Task description
In the entries below, count the lines holding "qstrip". Reply with the number only.

[Saved data entries]
PR #764, opened 2024-10-24
Simplify Running Infix Tests from External Projects

### LINKED ISSUE #763: Simplify running infix tests from external projects
Currently, running Infix tests from an external project requires specifying the path to the topology.dot.in file and providing the image name.
This should be simplified.

axkar:
This will facilitate running infix tests from external projects:
  - eliminate the need for an external topology.dot.in file
  - eliminate the requirement to manually provide external image name

Fixes #763

## Checklist

- [ ] Bugfix
  - [ ] Regression tests
- [ ] Feature
  - [ ] Regression tests added?
  - [ ] Documentation added?
- [x] Test changes
- [ ] Build related changes

### DIFF
--- a/test/test.mk
+++ b/test/test.mk
@@ -13,18 +13,16 @@ GIT_PATH            = $(BR2_EXTERNAL_INFIX_PATH)
 endif
 GIT_VERSION         = $(shell git -C $(GIT_PATH) describe --dirty --always --tags)
 
-IMAGE ?= infix
-TOPOLOGY-DIR ?= $(test-dir)/virt/quad
-
 base := -b $(base-dir)
 
 TEST_MODE ?= qeneth
-mode-qeneth := -q $(TOPOLOGY-DIR)
+mode-qeneth := -q $(test-dir)/virt/quad
 mode-host   := -t $(or $(TOPOLOGY),/etc/infamy.dot)
 mode-run    := -t $(BINARIES_DIR)/qemu.dot
 mode        := $(mode-$(TEST_MODE))
 
-binaries-$(ARCH) := $(addprefix $(IMAGE)-$(ARCH),.img -disk.img .pkg)
+INFIX_IMAGE_ID := $(call qstrip,$(INFIX_IMAGE_ID))
+binaries-$(ARCH) := $(addprefix $(INFIX_IMAGE_ID),.img -disk.img .pkg)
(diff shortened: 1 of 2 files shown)


test/test.mk
```diff
@@ -13,9 +13,7 @@ GIT_PATH            = $(BR2_EXTERNAL_INFIX_PATH)
 endif
 GIT_VERSION         = $(shell git -C $(GIT_PATH) describe --dirty --always --tags)
 
-IMAGE ?= infix
-TOPOLOGY-DIR ?= $(test-dir)/virt/quad
-
+TOPOLOGY-DIR := $(test-dir)/virt/quad
```
wkz, line 16: Since this does not need to be changed anymore, maybe we can remove it and just have...

```make
mode-qeneth := -q $(test-dir)/virt/quad
```

...below?

For future reference: I also like to put variables that can be overridden by the user in all-caps, but I will always `SNAKE_CASE` these, rather than `KEBAB-CASING` them. This makes it easier to pass them from a shell, since a dash is not a valid character in a  _shell_ variable, while it is in a _make_ variable.

wkz (approved):
So great that upper trees won't have to think about this at all anymore!

I added some minor comments. Your choice whether you fix them or not :smile:

test/test.mk
```diff
@@ -24,7 +22,8 @@ mode-host   := -t $(or $(TOPOLOGY),/etc/infamy.dot)
 mode-run    := -t $(BINARIES_DIR)/qemu.dot
 mode        := $(mode-$(TEST_MODE))
 
-binaries-$(ARCH) := $(addprefix $(IMAGE)-$(ARCH),.img -disk.img .pkg)
+INFIX_IMAGE_ID := $(subst ",,$(INFIX_IMAGE_ID))
```
wkz, line 25: Please use Buildroot's `qstrip` which takes care of any leading and/or trailing whitespace:

```suggestion
INFIX_IMAGE_ID := $(call qstrip,$(INFIX_IMAGE_ID))
```

test/test.mk
axkar: Yes, I'll fix that :)
Thnx

test/test.mk
axkar: Sure :)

Finished exercise
3